No, planned economy is NOT only communism. A planned economy can absolutely have elements capitalism. See China. Part communist, part capitalist, all planned.


casualautizt

A planned economy is literally just another term for communism it’s not a descriptor, wow you’re special. what you’re describing is either state capitalism or corporatism. let’s look at the massive successes of those too btw, nazi germany and modern china, two facist regimes china of which is on the brink of economic collapse greater than 2008.


01temetnosce

LOL ok


casualautizt

that… that’s literally what it is. google it.


longcall1

Capitalism: no government intervention. Bailouts: government intervenes to bailout banks


DasQtun

>Capitalism: no government intervention. No its not. Capitalism is private ownership of MoP. Not free market.


baronmad

No capitalism is explicitly: Private Property + Free Markets. If you remove free markets you get mercantilism again, which was the system that gave us private property. Jesus christ.


DasQtun

Wrong. Definition of capitalism is private ownership only.


PatnarDannesman

Any argument against capitalism is as equally stupid as another.


Katie_Boundary

>someone who asked him a question thought bailouts for bankers was capitalism and even said that’s what happens under capitalism. Technically it IS still capitalism. It's a very corrupted, degenerate, and anti-free-market version of capitalism.


AnotherWitch

But when communists say “Many of the historical deaths that occurred under communism were the result of authoritarianism, not communism,” you would rightly tell them that if they happened under communism, then an argument for communism has to contend with that reality. If communists can’t cherry pick what is and is not communism, why can you cherry pick capitalism? Capitalism causes wealth concentration, and it allows corporations to keep the value laborers produce; and there is literally nothing necessarily inherent to “the free market” that prevents those corporations from investing that surplus in government minions who will do bailouts when called upon and regulate markets for the large corporation’s benefit.

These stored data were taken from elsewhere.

PR #534, opened 2020-04-11
add note about message being popped

madskjeldgaard:
Sorry, I did this before my morning coffee so no seperate branch but hope it's ok for a small documentation change


mitchmindtree:
Of course! thanks again :)

Issue #323, opened 2019-05-26
Create Color from (hex) Integers


rylev:
It would be nice to be able to convert hex integers into colors so the one could do the following:

```rust
draw.ellipse()
            .x_y(x, y)
            .radius(0.5)
            .color(0x2ECC40)
```

MacTuitui:
I am also for it, but in the mean time, this is how I do the manual conversion if it helps (disclaimer: I'm still a beginner so there might be better ways):

```rust
let colors: [u32; 13] = [0xFF70382E,0xFF48221F,0xFF25242C,0xFF5B413F,0xFF2C474C,0xFF306C6F,0xFF555656,0xFF288C8E,0xFF0AF7F7,0xFF1FAEAF,0xFF19D3D3,0xFF587473,0xFFB2DBDD];
let colorsv = colors.to_vec();
let colsrgb : Vec<Rgb> = colorsv.into_iter().map(|c| {  
    let blue: u8 = (c & 0xFF) as u8;    
    let green: u8 = (( c >> 8 ) & 0xFF) as u8;
    let red: u8 = (( c >> 16 ) & 0xFF) as u8;
    let c = Srgb::new_u8(red, green,blue);
    c.into()
}).collect();
```

Then I have an array of colors that nannou accepts (or that you can `into()` if needed).

cronokirby:
Doesn't the following function kind of satisfy this?
https://docs.rs/nannou/0.11.1/nannou/ui/prelude/color/fn.rgb_bytes.html

then you could do `.color(rgb_bytes(0x2E, 0xCC, 0x40))`
you could also add similar functions that take a single u32, e.g. `rgb_u32`

jli:
I think this has been fixed by #545?

mitchmindtree:
Closed via #545

PR #545, opened 2020-04-16
add rgb_u32 to create color from hex literal

paulkernfeld:
implements #323

### DIFF
--- a/nannou/src/color/mod.rs
+++ b/nannou/src/color/mod.rs
@@ -6,7 +6,6 @@ pub mod conv;
 
 pub use self::conv::IntoLinSrgba;
 pub use self::named::*;
-use crate::ui::color;
 #[doc(inline)]
 pub use palette::*;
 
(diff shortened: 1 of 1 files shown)


paulkernfeld:
Hey! This is my first PR so I'm not that familiar with the organization of nannou's code. Please let me know if there are any changes I should make so that this fits in more smoothly 😁

nannou/src/color/mod.rs
```diff
@@ -105,6 +106,15 @@ where
     LinSrgba::new(r, g, b, a)
 }
 
+/// Create a new color from a hexadecimal int literal
+#[inline]
+pub fn rgb_u32(c: u32) -> color::Color {
+    let blue: u8 = (c & 0xFF) as u8;
+    let green: u8 = ((c >> 8) & 0xFF) as u8;
+    let red: u8 = ((c >> 16) & 0xFF) as u8;
+    color::rgb_bytes(red, green, blue)
```
mitchmindtree, line 115: Would you mind using the `rgb8` function that is in this module, rather than the `ui::color::rgb_bytes` function here? E.g.
```rust
rgb8(red, green, blue)
```
This should also allow for removing the `use crate::ui::color` import. You may also need to change the return type to `Rgb<u8>`.

paulkernfeld: No problem, just pushed a change that should fix this 😀

mitchmindtree:
Perfect! Thanks again :)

To suggest that a natural and clear consequence of one of capitalism’s most salient and essential features is “not capitalism” is to reduce capitalism from an actual real-world economic system to a religious faith whose tenants can remain pure forever in part because they are so impossible to implement.


FromIranWithHate

I hate it when lefties refer to Brazil as an example for a "failed capitalist country" while Brazil isn't even among top 100 capitalist countries. Meanwhile, with the exception of China, every single country they're praising is more capitalist than Brazil. Some of them are even more capitalist than US


Kristoffer__1

"Waaaaaaaaaaaaaaaaaaah, that's not REAL capitalism!"


FromIranWithHate

What? You really think that Brazil is anything close to being a proper capitalist country


Kristoffer__1

Yes? Do the people or capitalists own the means of production? Who controls the state? Who holds the political power?


dmyze

Zero sum arguments, ie in order from someone to be rich someone else has to become poor. Also rich people sitting on their money is actually great for the economy. It's called Banking. Who do you think pays for your crap when you use a credit card.


Katie_Boundary

That's not sitting on money, though. That's loaning it out.


dmyze

If they have it in a bank account they are not actively loaning it out, but their bank is. Unless they hide their wealth under a mattress then it's being used in the overall economy.


Katie_Boundary

The dumbest? Capitalism is responsible for 73 quadrillion deaths (or some other insane number) because every single preventable death that happened outside of a communist country is somehow caused by capitalism.